Loaded MemoryThe total off-heap memory.

It is also possible to view a more granular view of memory diagnostic details for Off-Heap memory using the memory.jsp page for a given Analytics or Load Service on a given Incorta Node. The memory diagnostics page details the following:

PropertyDescription
NameDescribes the name of the object such as a tenant, a table, data column, calculate column, join column
TypeThe data type for a column or join column such as Boolean, Date, Double, Integer, Long, Null, Timestamp, or String)
DataThe combined size of the data as an index to the dictionary, the dictionary, and the hash table.
DictionaryThe size of the actual data (key columns) as an array of unique values
Hash TableThe size of hash table for the hash of key columns.
String PoolThe size of of all key columns that are of type String stored as as a String Pool. A String pool is an array of characters that contains the number of characters in string followed by the string of characters.
Is In MemoryTrue, False, and Partial are the possible values. True means all data and all join columns from all applicable entity objects are in memory. False means that none of the data or the join columns from all applicable entity objects are in memory. Partial means that some of the data (indexes or data columns) or some of the joins are in-memory.
Loaded MemoryThe total off-heap memory.

Access rights for a physical schema

A Super User (tenant administrator) or a user that belongs to a group assigned the SuperRole or the Schema Manager role can create, view, and edit the physical schemas in a given tenant.

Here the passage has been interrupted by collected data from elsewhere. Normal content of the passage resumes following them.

PR #4600, opened 2021-05-28
cmd: add support for StartOn and UIButton

landism:
1. Rename `RestartOnSpec` to `TriggerSpec`
2. Add a `StartOn TriggerSpec` to `Cmd`
3. Add `UIButton` to `TriggerSpec`
4. Implement support for `StartOn` and `UIButton` in the `Cmd` reconciler


landism:
A couple notes:
1. There's a lot of ugly copy/paste for filewatch + uibutton in `TriggerManager`. I figure when we add a third type we can worry about making it a bit more generic.
2. There are at least three different rules we'll want for how a trigger interacts with an existing build:
  a. restart the process, no matter what (the existing `RestartOn` semantics)
  b. start the process if there isn't an existing process (the existing `StartOn` semantics)
  c. queue a new process to start after the existing process (the existing `local_resource` `update_cmd` semantics)
  Yesterday I had a fourth, but I can't recall at the moment. At some point we might want to change TriggerSpec to something like a list of name/kind/behaviorOnTrigger. That doesn't seem worth worrying about at the moment.

landism:
note: hit this error in CI and currently debugging: `panic: no error action allowed: syncing to apiserver: Operation cannot be fulfilled on cmds.tilt.dev "testcmd": object was modified`

nicks:
Hmmmm....not sure I agree with the `Rename RestartOnSpec to TriggerSpec` API change, that seems like a pretty major breaking change.

nicks:
can you change RestartOn and RestartManager stuff to the way it was? that doesn't seem related to the rest of the PR

nicks:
ah, wait, nevermind, ignore the last two comments, i understand now, i misread something

internal/controllers/core/cmd/controller.go
```diff
@@ -103,15 +103,26 @@ func (c *Controller) reconcile(ctx context.Context, name types.NamespacedName) e
...
 	proc, ok := c.procs[name]
+	// there is already a proc (which may or may not be running) for this cmd
 	if ok {
-		needsRestart := !equality.Semantic.DeepEqual(proc.spec, cmd.Spec) ||
-			lastEventTime.After(proc.lastEventTime)
+		// any change to the spec means we should restart the process to pick up the changes
+		specChanged := !equality.Semantic.DeepEqual(proc.spec, cmd.Spec)
+		// a new restart event happened
+		restartOnTriggered := lastRestartEventTime.After(proc.lastRestartEventTime)
+		// a new start event happened *and* the existing proc is finished
```
nicks, line 122: Hmmmm...I'm concerned this API isn't going to behave like you expect.

A good rule of thumb with this kind of distributed API is that it needs to be idempotent - if the controller accidentally gets the event twice or if the timing is a bit off, that's OK.

So we really don't want an API that behaves differently gets ignored if the cmd is running and does an action if the cmd is completed. I think that's a recipe for lots of unresolvable problems and race conditions.

landism:
> Hmmmm....not sure I agree with the `Rename RestartOnSpec to TriggerSpec` API change, that seems like a pretty major breaking change.

Whoops, I meant to be explicit about that - do we have any clients yet that we care about breaking?

Is it time for our first v1alpha2?

pkg/apis/core/v1alpha1/cmd_types.go
```diff
@@ -213,8 +220,8 @@ func (in CmdStatus) CopyTo(parent resource.ObjectWithStatusSubResource) {
 	parent.(*Cmd).Status = in
 }
 
-// RestartOnSpec indicates the set of objects that can trigger a restart of this object.
-type RestartOnSpec struct {
+type TriggerSpec struct {
 	// A list of file watches that can trigger a restart.
-	FileWatches []string `json:"fileWatches" protobuf:"bytes,1,rep,name=fileWatches"`
+	FileWatches []string `json:"fileWatches,omitempty" protobuf:"bytes,1,rep,name=fileWatches"`
+	UIButtons   []string `json:"uiButtons,omitempty" protobuf:"bytes,2,rep,name=uiButtons"`
```
nicks, line 226: can you add comments to this field?

pkg/apis/core/v1alpha1/cmd_types.go
```diff
@@ -93,7 +93,14 @@ type CmdSpec struct {
 	// Restarts can happen even if the command is already done.
 	//
 	// Logs of the current process after the restart are discarded.
-	RestartOn *RestartOnSpec `json:"restartOn,omitempty" protobuf:"bytes,5,opt,name=restartOn"`
+	RestartOn *TriggerSpec `json:"restartOn,omitempty" protobuf:"bytes,5,opt,name=restartOn"`
+
+	// Indicates objects that can trigger a run of this command.
```
nicks, line 98: We will probably need to support the case where:

1) User creates a Button and CmdA
2) User clicks the Button a few times
3) User deletes CmdA and creates CmdB

where we wouldn't want CmdB to run until the next button press. How would we model that scenario?

pkg/apis/core/v1alpha1/cmd_types.go
```diff
@@ -93,7 +93,14 @@ type CmdSpec struct {
...
+	//
+	// If there is a StartOn rule, the cmd's process will not be started until the first
+	// StartOn trigger occurs.
+	// StartOn triggers are ignored while the cmd's process is running.
+	StartOn *TriggerSpec `json:"startOn,omitempty" protobuf:"bytes,6,opt,name=startOn"`
```
nicks, line 103: I'm a little bit nervous about representing StartOn and RestartOn with the same data model...my personal rule of thumb is to always create a new data model unless there's seem deep foundational reason why they have to be the same

For example, I could imagine modelling StartOn as having some "After" time that tells it to ignore events before a certain time, or having RestartOn having some "restart on timeout" field that wouldn't make sense for StartOn.

thoughts?

nicks (commented):
excited about this! I have a few high-level API questions that we should probably get out of the way first.

pkg/apis/core/v1alpha1/cmd_types.go
landism: I've added a StartAfter to StartOn

pkg/apis/core/v1alpha1/cmd_types.go
landism: Yeah, makes sense. This was mostly motivated by wanting to use the same Restart/TriggerManager code for both, but 1) it's not that much code to repeat (and the introduction of StartAfter actually means their logic is slightly different now) and 2) if the repetition later becomes a problem we can deal with that in a way that doesn't expose it to the API.

landism:
whoops, merged in a way that screwed up history. ignore pushes for now.

PR #4966, opened 2021-09-17
api: configure DisableSource on eligible API objects

landism:
When a Tiltfile creates API objects:
1. Create ConfigMaps to be used for DisableSources for each resource.
2. Configure `DisableSource` in the specs of all objects that need it.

Note: Super User and SuperRole access rights

Only a Super User (tenant administrator) or a user that belongs to a group assigned the SuperRole can view, edit, and share all physical schemas, regardless of ownership.

The following are the available access rights for a physical schema:

PropertyIconDescription
Can VieweyeThe user can View the physical schema and the loaded data for specific entity objects, for example, in the Analyzer
Can Sharenode treeThe user is able to Share the physical with other users and groups
Can Editpen and paperThe user is able to Edit the physical schema as well as execute a Load job for the physical schema
Important

The Edit access right for a physical schema also allows a user to execute a Load job for the physical schema or Load table job for given entity object.

Additional considerations for a physical schema

There are numerous considerations for designing and managing a physical schema ranging from referential integrity, data consistency, denormalization, formula column calculations, data duplication, pre-aggregation, enrichment, incremental loads, load job schedules, load durations, runtime security, migration, versioning, cross-schema joins, object dependency, and dashboard performance.